YOUR GOAL: Your reply should be a single number, the count of lines in the records that contain "good".

(Stored data)
----

PR #8292, opened 2016-11-01
More sanity checks on auth config

fickludd:
This PR adds and number of sanity checks to the enterprise security module config parsing.

 - If an auth plugin is present among the `auth_providers`, but that auth plugin is not found on startup (not service loaded), the server will fail to start and give an appropriate error message.
 - Asserts that all listed auth providers have one of `authentication_enabled` and `authorization_enabled` true
 - Asserts that at least on of the 3 `xxx_authentication_enabled` is true
 - Asserts that at least on of the 3 `xxx_authorization_enabled` is true

### DIFF
--- a/enterprise/security/src/main/java/org/neo4j/server/security/enterprise/auth/EnterpriseSecurityModule.java
+++ b/enterprise/security/src/main/java/org/neo4j/server/security/enterprise/auth/EnterpriseSecurityModule.java
@@ -28,6 +28,7 @@ import java.util.ArrayList;
 import java.util.HashSet;
 import java.util.List;
 import java.util.Set;
+import java.util.stream.Collectors;
 
 import org.neo4j.commandline.admin.security.SetDefaultAdminCommand;
 import org.neo4j.dbms.DatabaseManagementSystemSettings;
@@ -58,6 +59,7 @@ import org.neo4j.server.security.enterprise.configuration.SecuritySettings;
 import org.neo4j.server.security.enterprise.log.SecurityLog;
 import org.neo4j.time.Clocks;
 
+import static java.lang.String.format;
 import static org.neo4j.kernel.api.proc.Context.SECURITY_CONTEXT;
 
 @Service.Implementation( SecurityModule.class )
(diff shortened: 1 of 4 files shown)


enterprise/security/src/main/java/org/neo4j/server/security/enterprise/auth/EnterpriseSecurityModule.java
```diff
@@ -276,4 +285,70 @@ public static File getRoleRepositoryFile( Config config )
     {
         return new File( config.get( DatabaseManagementSystemSettings.auth_store_directory ), ROLE_STORE_FILENAME );
     }
+
+    private static IllegalArgumentException illegalConf( String message )
```
henriknyman: illegalConfiguration ?

enterprise/security/src/test/java/org/neo4j/server/security/enterprise/auth/EnterpriseSecurityModuleTest.java
```diff
@@ -19,83 +19,155 @@
...
-        );
+        nativeAuth( false, false );
+        ldapAuth( false, false );
+        pluginAuth( true, true );
+        authProviders( SecuritySettings.NATIVE_REALM_NAME, SecuritySettings.LDAP_REALM_NAME );
+
+        // Then
         thrown.expect( IllegalArgumentException.class );
+        thrown.expectMessage( "Illegal configuration: Native auth provider configured, " +
+                                "but both authentication and authorization are disabled." );
```
henriknyman, line 109: Do we need this? What if you just want to flip the enabled setting to override the default without changing the ordered list of auth providers?

enterprise/security/src/test/java/org/neo4j/server/security/enterprise/auth/EnterpriseSecurityModuleTest.java
```diff
@@ -19,83 +19,155 @@
...
+                SecuritySettings.PLUGIN_REALM_NAME_PREFIX + "TestAuthenticationPlugin",
+                SecuritySettings.PLUGIN_REALM_NAME_PREFIX + "IllConfiguredAuthorizationPlugin"
+            );
 
         // Then
-        verify( mockLog, atLeastOnce() ).debug( anyString(),
-                contains( "Illegal configuration: No valid security realm is active." ), anyString() );
+        thrown.expect( IllegalArgumentException.class );
+        thrown.expectMessage( "Illegal configuration: No plugin authorization provider loaded even though required by " +
+                "configuration." );
```
henriknyman: This is related to the comment in the previous PR of being to strict

enterprise/security/src/test/java/org/neo4j/server/security/enterprise/auth/EnterpriseSecurityModuleTest.java
fickludd: I'm not entirely sure I know what you mean, so bear with me if I'm rumbling in the wrong direction here.

I think this check is good because it could save you a lot time debugging why your auth setup doesn't work if you somehow accidentally ended up such an inconsistent config, maybe after testing more complex setups. Since that wasted debug time could be long (minutes-hours), I prefer guarding against that above making temporary changes in the config slightly easier.

craigtaverner: I also favor easier debugging over the convenience of only changing one setting when re-configuring. I would assume changing config settings is not common in real deployment (only during testing and trying out by plugin authors), and the requirement to enable it in two places (order and boolean) is not so bad.

craigtaverner (approved):

PR #8295, opened 2016-11-02
Fix eagerness bug on property reads in the horizon

Mats-SX:
changelog: Fixes a bug with eagerness on property reads.

Previous to this commit, the eagerness analysis system has been working with
the assumption that the `QueryGraph` encodes all reads being done in a
`PlannerQuery`. This is not correct, the `QueryHorizon` may also encode reads.
This commit fixes eagerness issues related to property reads in the horizon,
when those conflict with writes being done in the `QueryGraph`.

Still left to do are reads made by functions in the horizon (`labels()`, `properties()`).
Additionally, potential conflicts between reads in horizon and subsequent
writes in the tail(s) of the PQs.

Also fixed for the rule planner.

### DIFF
--- a/community/cypher/cypher-compiler-3.0/src/main/scala/org/neo4j/cypher/internal/compiler/v3_0/planner/logical/Eagerness.scala
+++ b/community/cypher/cypher-compiler-3.0/src/main/scala/org/neo4j/cypher/internal/compiler/v3_0/planner/logical/Eagerness.scala
@@ -107,7 +107,8 @@ object Eagerness {
   def headWriteReadEagerize(inputPlan: LogicalPlan, query: PlannerQuery)
                        (implicit context: LogicalPlanningContext): LogicalPlan = {
     val alwaysEager = context.config.updateStrategy.alwaysEager
-    if (alwaysEager || query.tail.isDefined && writeReadConflictInHead(query, query.tail.get))
+    val conflictInHorizon = query.queryGraph.horizonOverlap(query.horizon)
+    if (alwaysEager || conflictInHorizon || query.tail.isDefined && writeReadConflictInHead(query, query.tail.get))
       context.logicalPlanProducer.planEager(inputPlan)
     else
       inputPlan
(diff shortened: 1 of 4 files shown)


community/cypher/cypher-compiler-3.0/src/main/scala/org/neo4j/cypher/internal/compiler/v3_0/planner/logical/Eagerness.scala
```diff
@@ -107,7 +107,8 @@ object Eagerness {
   def headWriteReadEagerize(inputPlan: LogicalPlan, query: PlannerQuery)
                        (implicit context: LogicalPlanningContext): LogicalPlan = {
     val alwaysEager = context.config.updateStrategy.alwaysEager
-    if (alwaysEager || query.tail.isDefined && writeReadConflictInHead(query, query.tail.get))
+    val conflictInHorizon = query.queryGraph.horizonOverlap(query.horizon)
+    if (alwaysEager || conflictInHorizon || query.tail.isDefined && writeReadConflictInHead(query, query.tail.get))
```
henriknyman, line 111: What about `writeReadConflictsInTail` ? Maybe it would be better to try to incorporate the horizon within `setPropertyOverlap` to cover all cases?

community/cypher/cypher/src/test/scala/org/neo4j/cypher/EagerizationAcceptanceTest.scala
```diff
@@ -44,6 +44,23 @@ class EagerizationAcceptanceTest
...
+                  |RETURN n.val AS nv, m.val AS mv
+                """.stripMargin
+
+    val result = updateWithBothPlanners(query)
+
+    result.toList should equal(List(Map("nv" -> 2, "mv" -> 2),
+                                    Map("nv" -> 2, "mv" -> 2)))
+    assertStats(result, propertiesWritten = 2)
+  }
+
```
henriknyman, line 63: I think we are missing a test case with a PlannerQuery tail.

Mats-SX: What do you mean precisely?

community/cypher/cypher-compiler-3.0/src/main/scala/org/neo4j/cypher/internal/compiler/v3_0/planner/logical/Eagerness.scala
Mats-SX: Do you mean when the horizon is in a tail and conflicts with writes made in a `PlannerQuery` one or several hops earlier?

PR #8297, opened 2016-11-02
Fix store copy on block device

chrisvest:
This was broken by a forward merge of a fix of another issue.


chrisvest:
Marking it as not ready for merge, because I don't think it currently moves anything _other_ than store files.

chrisvest:
@burqen @mneedham @digitalstain This should make store copy work on block device storage _and_ preserve the behaviour modifications you introduced in 3.0. Please take a look.

digitalstain:
I like this change, it fixes the known issues with the non default store copy strategy.

chrisvest:
The build is finished, even though the status is still yellow on GitHub. Probably a missed notification of some sort.

burqen (approved):
LGTM
Really nice comments explaining the asymmetric usage of `FileMoveAction` between record files and other store files.

PR #8300, opened 2016-11-03
Inlining of the file contents caused poor formatting.

srbaker:
Because of XML formatting, we were putting 12 blank spaces at the end of the config file.


benbc:
LGTM

PR #8301, opened 2016-11-03
neo4j-backup is gone, so we shouldn't install a wrapper in Debian.

srbaker:


benbc:
This isn't right. Sorry, the card is unclear. `neo4j-backup` still exists. But it has never been part of the Community package.

benbc:
Look good.

PR #8302, opened 2016-11-03
Ephemeral file system file buffer allocation simplification

MishaDemianenko:
Update ephemeral file system to use 1KB buffer for new file by default.
In case if file data size over exceed available buffer capacity it will be doubled till enough space will be available.

### DIFF
--- a/community/io/src/test/java/org/neo4j/graphdb/mockfs/EphemeralFileSystemAbstraction.java
+++ b/community/io/src/test/java/org/neo4j/graphdb/mockfs/EphemeralFileSystemAbstraction.java
@@ -534,7 +534,7 @@ public class EphemeralFileSystemAbstraction implements FileSystemAbstraction
     public long checksum()
     {
         Checksum checksum = new CRC32();
-        byte[] data = new byte[4096];
+        byte[] data = new byte[(int) ByteUnit.kibiBytes( 1 )];
 
         // Go through file name list in sorted order, so that checksum is consistent
         List<File> names = new ArrayList<>( files.size() );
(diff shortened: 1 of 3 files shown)


MishaDemianenko:
@burqen fixed and retarget to 3.2

community/io/src/test/java/org/neo4j/graphdb/mockfs/EphemeralFileSystemAbstraction.java
```diff
@@ -1273,16 +1224,14 @@ private void verifySize( int totalAmount )
 
             // Double size each time, but after 1M only increase by 1M at a time, until required amount is reached.
             int newSize = buf.capacity();
-            int sizeIndex = sizeIndexFor( newSize );
-            while ( capacity( sizeIndex ) < totalAmount )
```
chrisvest, line 1277: The comment is now out of date. It might not be a bad idea to restrict the doubling a bit.

burqen: Do you think about any specific scenario for when continue doubling in size would be a bad idea?
I think it is a reasonable trade off for simple code.

burqen (changes requested):
@MishaDemianenko Review round finished. Let's wait for outcome from doubling-in-size-thread.

community/io/src/test/java/org/neo4j/graphdb/mockfs/EphemeralFileSystemAbstraction.java
MishaDemianenko: @chrisvest you thinking about having some maximum size that if we reach that we just throw an exception?

MishaDemianenko: @chrisvest add some basic check and updated obsolete comment

burqen (approved):

burqen:
@MishaDemianenko I'm happy with this change. How about you @chrisvest ?

chrisvest:
@burqen Yeah, looks good.

PR #8306, opened 2016-11-03
Improve the wording for advertised address in neo4j.conf.

srbaker:


packaging/standalone/standalone-community/src/main/distribution/text/community/conf/neo4j.conf
```diff
@@ -52,9 +52,8 @@ dbms.directories.import=import
 # You can also choose a specific network interface, and configure a non-default
 # port for each connector, by setting their individual listen_address.
 
-# Neo4j advertises the addresses its connectors.
-# To specify the hostname or IP address of this server used in the advertised addresses,
-# change this to the address of the network adapter you want to advertise.
+# Advertised address of connectors.
+# Change to the address that should be advertised for this server.
```
benbc: I don't think this is enormously helpful. How does someone know what address should be advertised? I'd put something about it being the address for this server which is reachable (or resolvable?) from the various clients that need to contact it. Maybe also not that it can be overridden for individual connectors elsewhere.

----

FINISHED TASK: 3